What happened is that there is a text-node in tmp.xml which contains more than 
8M characters.

In shred_characters() in shredder.mx the maximum text content buffer size is 
set at 8M (1<<23). It ignores everything after the 8Mth character. If the 8Mth 
character is in the middle of an entity (like "&quot;"), then the error above 
is returned.

I was able to reproduce a document with the features described above using the 
following python script:

wal...@ldc:~/tmp> cat createLargeTextField.py
i=0
print "<aap>"
while i < 10000000:
        print '&quot;'
        i+=1
print "</aap>"
wal...@ldc:~/tmp> python createLargeTextField.py > tmp.xml


p.s. another issue, not really a bug, is that for each (small) portion after 
the 8Mth character of a text-node a warning is issued. I would expect only 1 
warning to be issued for each text-node that is too large. different bug-report?


----------------------------------------------------------------------

>Comment By: Jan Flokstra (jflokstra)
Date: 2009-02-27 12:00

Message:
Added number of tests in
"BugTracker/XML_large_text_nodes.SF-2586088-{create|shred_doc|remove}".
These tests create an XML document with a 12M text node, shreds the
document end does a string-length() on the text. Then it removes the xml
document again.
The tests works fine on my notebook on the Feb2009 release but when
running the same on a 64 bit system with a newer SuSe it ran into a
timeout. So I think this bug may be a p.i.t.a running on some combinations
of OS/libmxml2 and failing on others.

----------------------------------------------------------------------

Comment By: Stefan Manegold (stmane)
Date: 2009-02-27 08:54

Message:
Wouter, JanF,

For your benefit and efficiency, you might want to consider adding a test
to out test suite & system, that as a common reference enabled convenient
monitoring of the status of this bug.

... just an idea ...

Stefan


----------------------------------------------------------------------

Comment By: Jan Flokstra (jflokstra)
Date: 2009-02-27 08:48

Message:
This is weird, looks like you missed the latest fix.

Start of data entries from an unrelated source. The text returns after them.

PR #291, opened 2016-03-30
New video version and splash video now stopped when kodi is started

LaurentMarchelli:
- [X] You added the changes in CHANGELOG.md
- [X] You choose the right repository branch to make the PR
- [X] You described the PR as below

Changes :
- New video, with new musics, thank's to @ian57
- Move back to only one video, the simpler the better.
- Video is now stopped when kodi starts instead than emulationstation.
- Video length is 30s in case we need to increase timeout (first boot or update for instance).


nadenislamarre:
Hi,

i don't find where do you create the /tmp/emulationstation.ready file.
I thought you would have created here in es :
https://github.com/recalbox/recalbox-emulationstation/blob/rb-4.1.X/es-app/src/main.cpp#L320

so that it is launch when es is ready, and just before it launches kodi.

substring:
@nadenislamarre I think he means when kodi is automatically started at boot instead of ES

LaurentMarchelli:
@nadenislamarre 
You're close ... main.cpp L367 when all kind of initialization si done and when emulationstation is waiting for user input.

@substring 
You're right, "/var/run/kodi.msg" is made by kodilaunmher.sh L43.

LaurentMarchelli:
@ian57 
Great thank's to the artist for this nice artwork and also for his patience.
It is a pleasure to work with u. Dream team ;-)

nadenislamarre:
by creating the /tmp/emulationstation.ready a bit ealier,
you could remove the dependance of /var/run/kodi.msg
/var/run/kodi.msg is a pipe for a watchdog i've created for kodi but it may disappear in the feature.

rockaddicted:
Great job guys, very impatient to test this feature.
Just for information, in 4.0.0 stable release, we'll remove the currents background musics because there is a copyright issue :-/
The recalbox community has provided us new open source musics to be included in recalbox by default.
So could it be possible to use one of them (or an other opensource music) in the background of the movie instead of mario's theme,  please ?

https://github.com/recalbox/recalbox-themes/tree/master/recalbox/recalbox/music

LaurentMarchelli:
@nadenislamarre 
Sorry, I think it is made is the right place for emulationstation, if we stop the video sooner we may see the emulationstation splash screen.
When you will review kodilauncher.sh, it is not a big deal to add "touch /var/run/kodi.msg", "touch /tmp/kody.ready'" or touch "/tmp/emulationstation.ready" as you like.
So, you would be able to adjust precisely when you want to stop the video.
Let me know when you will do it, it will be my pleasure to modify S02splash accordingly. ;-)

@rockaddicted 
Got it, I forward the message to the artist and I gonna update the video, please keep this PR open until we have the video with community sound.

nadenislamarre:
ok. I didn't now it was very precise.
Let's keep like it is for the moment then.
Thanks a lot for your job.

LaurentMarchelli:
Yes it is, there is still a strange behavior with kodi. 
But it is the kodi launcher behavior as it also appears with splash picture, I guess it is because video output mode is changed twice when running kodilauncher.sh.
So the kodi splash screen it not visible longer, it was a part of the strange behavior you detected.

nadenislamarre:
We can disable the kodi splash if you think it's better
via http://kodi.wiki/view/Advancedsettings.xml#splash (not tested)

~/.kodi/advancedsettings.xml
and then in share_init/system/.kodi

Nicolas

ian57:
Problem with sound if you use the Jack output for sound and a HDMI-VGA converter for display. No sound during the video. The HDMI output is selected by default. 

We need to force the audio device for omxplayer thanks to the -o option : 

`omxplayer -o local ... or omxplayer -o hdmi ...`

But we need to know which output is used!

LaurentMarchelli:
@ian57 
You're right, I gonna check.

digitalLumberjack:
For your concern, recalbox.conf `audio.device` is loaded here 
https://github.com/recalbox/recalbox-buildroot/blob/rb-4.0.X/board/recalbox/fsoverlay/etc/init.d/S26recalboxsystem#L32 to change the used device here : 
https://github.com/recalbox/recalbox-buildroot/blob/rb-4.0.X/board/recalbox/fsoverlay/recalbox/scripts/recalbox-config.sh#L230 with `amixer cset numid=3 X` where X is 0, 1 or 2.

ian57:
I changed in ES the used device... but, the video is loaded before with S02Splash... the configuration arrives to late. We need to read the configuration before. /var/lib/alsa/asound.state is not present on recalbox. Is there another file with the audio configuration?

video https://youtu.be/qs_VZIHGzv4

LaurentMarchelli:
We will do as we do for switch, directly sed the recalbox.conf not need to use recalboxSettings.pyc.
https://github.com/recalbox/recalbox-buildroot/blob/rb-4.0.X/board/recalbox/fsoverlay/recalbox/scripts/powerswitch.sh#L174

nadenislamarre:
but in S02, you have no access to share, then to recalbox.conf.

ian57:
So we need to write somewhere else the "audio" config to be able to read it at S02 ;)... but everything is in read only!!!! before share is accessible... An idea?

In debian, you have access to /var/lib/alsa/asound.state which contain the last config. But i found nothing similar in recalbox

nadenislamarre:
you can use /boot/recalbox-config.txt

mount -o remount,rw /boot
edit /boot/recalbox-config.txt
mount -o remount,ro /boot

pratically :

my guess is to edit /recalbox/scripts/recalbox-config.sh
in the same place, we set the audio and we call
preBootConfig/postBootConfig as you need.

LaurentMarchelli:
@nadenislamarre 
You're right, it's my mistake.
Here is the right answer : hdmi_ignore_edid_audio=1 in config.txt

LaurentMarchelli:
The complete solution step by step :

```
mount -o remount,rw /boot
echo "hdmi_ignore_edid_audio=1">>/boot/config.txt
reboot

```

Nothing else to modify.

LaurentMarchelli:
@nadenislamarre 
It is not as simple as removing the splash screen, I think it's because you forcing the video mode in configen and I guess there was a reason to do it. Right ?

substring:
@LaurentMarchelli you can set a custom video mode to any emulator in the recalbox.conf. Kodi is handled as an emulator

LaurentMarchelli:
@substring 
Thank's for the information, I saw it, but I just do not have the time to get into Kodi launching problem for now.
I just took care that the video didn't inserted any regression even with Kodi and that's ok.

digitalLumberjack:
Let's try that :)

Lets do an experiment 
which doe not take a lot of time. You should edit the file
$PATHFINDER/runtime/shredder.mx and replace the function shred_characters()
by:

/**
 * SAX callback invoked whenever text node content is seen,
 * simply buffer the content here
 */
static void
shred_characters(void *xmlCtx,
                 const xmlChar *cs,
                 int n)
{
    shredCtxStruct *shredCtx = (shredCtxStruct*) xmlCtx;

    if ( (shredCtx->content + n + 1) > shredCtx->content_max) {
        shredCtx->content_max = MAX(shredCtx->content + n + 1,
2*shredCtx->content_max);
        shredCtx->content_buf = GDKrealloc(shredCtx->content_buf,
shredCtx->content_max);
        if (shredCtx->content_buf == NULL) {
            GDKerror("shred_characters: GDKrealloc() failed.\n");
            BAILOUT(shredCtx);
        }
    }
    memcpy(&(shredCtx->content_buf[shredCtx->content]), cs, n);
    shredCtx->content += n;
}

Now we are sure you have the latest version of the crucial  function. Then
recompile and check what pf:add-doc("/tmp/largetext.xml","test.xml") does.
It should return within 10 seconds (or 20:)

JanF. 

----------------------------------------------------------------------

Comment By: Wouter Alink (vzzzbx)
Date: 2009-02-26 21:58

Message:
I just installed MonetDB from cvs (the very latest head version), but still
get the same error. (it is not really slow either; python takes about 30
seconds to produce the document, but monetdb produces the error within a
second).

When i use 'pf:add-doc("/tmp/largetext.xml","test.xml")' where
largetext.xml is the output of the python script, it does not complete
(waited for more than 2 hours), nor does it produce an error (cpu-use
remains at 100%).

Is it possible that you forgot to check in some code?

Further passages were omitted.